(SUPPLIED MATERIAL Opens)

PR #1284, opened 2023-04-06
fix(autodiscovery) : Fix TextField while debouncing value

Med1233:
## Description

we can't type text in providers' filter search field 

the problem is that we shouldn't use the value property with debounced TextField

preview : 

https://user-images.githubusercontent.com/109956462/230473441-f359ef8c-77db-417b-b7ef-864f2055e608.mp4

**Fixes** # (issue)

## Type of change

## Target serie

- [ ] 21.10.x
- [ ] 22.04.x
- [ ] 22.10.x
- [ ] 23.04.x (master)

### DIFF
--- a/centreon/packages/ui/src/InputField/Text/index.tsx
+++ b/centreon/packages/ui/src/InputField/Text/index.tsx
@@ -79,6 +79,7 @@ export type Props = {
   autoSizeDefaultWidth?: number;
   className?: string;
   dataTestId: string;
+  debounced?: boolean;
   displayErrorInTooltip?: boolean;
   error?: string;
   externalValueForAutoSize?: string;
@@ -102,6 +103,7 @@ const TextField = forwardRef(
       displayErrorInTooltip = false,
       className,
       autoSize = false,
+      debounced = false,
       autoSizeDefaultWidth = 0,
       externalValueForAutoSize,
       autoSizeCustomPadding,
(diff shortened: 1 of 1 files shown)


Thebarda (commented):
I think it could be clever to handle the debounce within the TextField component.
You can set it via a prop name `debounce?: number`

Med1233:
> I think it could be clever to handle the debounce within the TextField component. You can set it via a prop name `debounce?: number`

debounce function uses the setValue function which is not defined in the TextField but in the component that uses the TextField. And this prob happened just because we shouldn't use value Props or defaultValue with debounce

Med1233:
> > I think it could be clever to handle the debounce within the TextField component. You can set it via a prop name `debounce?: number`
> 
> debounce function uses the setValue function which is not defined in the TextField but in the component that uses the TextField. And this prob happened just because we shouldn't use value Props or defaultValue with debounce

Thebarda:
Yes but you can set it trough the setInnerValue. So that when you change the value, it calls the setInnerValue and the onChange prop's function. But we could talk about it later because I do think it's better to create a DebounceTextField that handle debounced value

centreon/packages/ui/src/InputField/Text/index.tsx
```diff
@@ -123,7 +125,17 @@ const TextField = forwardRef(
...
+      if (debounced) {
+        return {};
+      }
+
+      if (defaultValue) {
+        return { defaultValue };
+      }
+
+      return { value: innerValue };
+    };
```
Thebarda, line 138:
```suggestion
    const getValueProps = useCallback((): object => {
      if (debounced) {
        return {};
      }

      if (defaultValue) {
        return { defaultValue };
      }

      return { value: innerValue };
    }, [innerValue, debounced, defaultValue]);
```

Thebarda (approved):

(SUPPLIED MATERIAL Closes)

> **WHAT IS REQUIRED**:
All of the data must be set down again exactly.

> **ANSWER AREA**:
PR #1284, opened 2023-04-06
fix(autodiscovery) : Fix TextField while debouncing value

Med1233:
## Description

we can't type text in providers' filter search field 

the problem is that we shouldn't use the value property with debounced TextField

preview : 

https://user-images.githubusercontent.com/109956462/230473441-f359ef8c-77db-417b-b7ef-864f2055e608.mp4

**Fixes** # (issue)

## Type of change

## Target serie

- [ ] 21.10.x
- [ ] 22.04.x
- [ ] 22.10.x
- [ ] 23.04.x (master)

### DIFF
--- a/centreon/packages/ui/src/InputField/Text/index.tsx
+++ b/centreon/packages/ui/src/InputField/Text/index.tsx
@@ -79,6 +79,7 @@ export type Props = {
   autoSizeDefaultWidth?: number;
   className?: string;
   dataTestId: string;
+  debounced?: boolean;
   displayErrorInTooltip?: boolean;
   error?: string;
   externalValueForAutoSize?: string;
@@ -102,6 +103,7 @@ const TextField = forwardRef(
       displayErrorInTooltip = false,
       className,
       autoSize = false,
+      debounced = false,
       autoSizeDefaultWidth = 0,
       externalValueForAutoSize,
       autoSizeCustomPadding,
(diff shortened: 1 of 1 files shown)


Thebarda (commented):
I think it could be clever to handle the debounce within the TextField component.
You can set it via a prop name `debounce?: number`

Med1233:
> I think it could be clever to handle the debounce within the TextField component. You can set it via a prop name `debounce?: number`

debounce function uses the setValue function which is not defined in the TextField but in the component that uses the TextField. And this prob happened just because we shouldn't use value Props or defaultValue with debounce

Med1233:
> > I think it could be clever to handle the debounce within the TextField component. You can set it via a prop name `debounce?: number`
> 
> debounce function uses the setValue function which is not defined in the TextField but in the component that uses the TextField. And this prob happened just because we shouldn't use value Props or defaultValue with debounce

Thebarda:
Yes but you can set it trough the setInnerValue. So that when you change the value, it calls the setInnerValue and the onChange prop's function. But we could talk about it later because I do think it's better to create a DebounceTextField that handle debounced value

centreon/packages/ui/src/InputField/Text/index.tsx
```diff
@@ -123,7 +125,17 @@ const TextField = forwardRef(
...
+      if (debounced) {
+        return {};
+      }
+
+      if (defaultValue) {
+        return { defaultValue };
+      }
+
+      return { value: innerValue };
+    };
```
Thebarda, line 138:
```suggestion
    const getValueProps = useCallback((): object => {
      if (debounced) {
        return {};
      }

      if (defaultValue) {
        return { defaultValue };
      }

      return { value: innerValue };
    }, [innerValue, debounced, defaultValue]);
```

Thebarda (approved):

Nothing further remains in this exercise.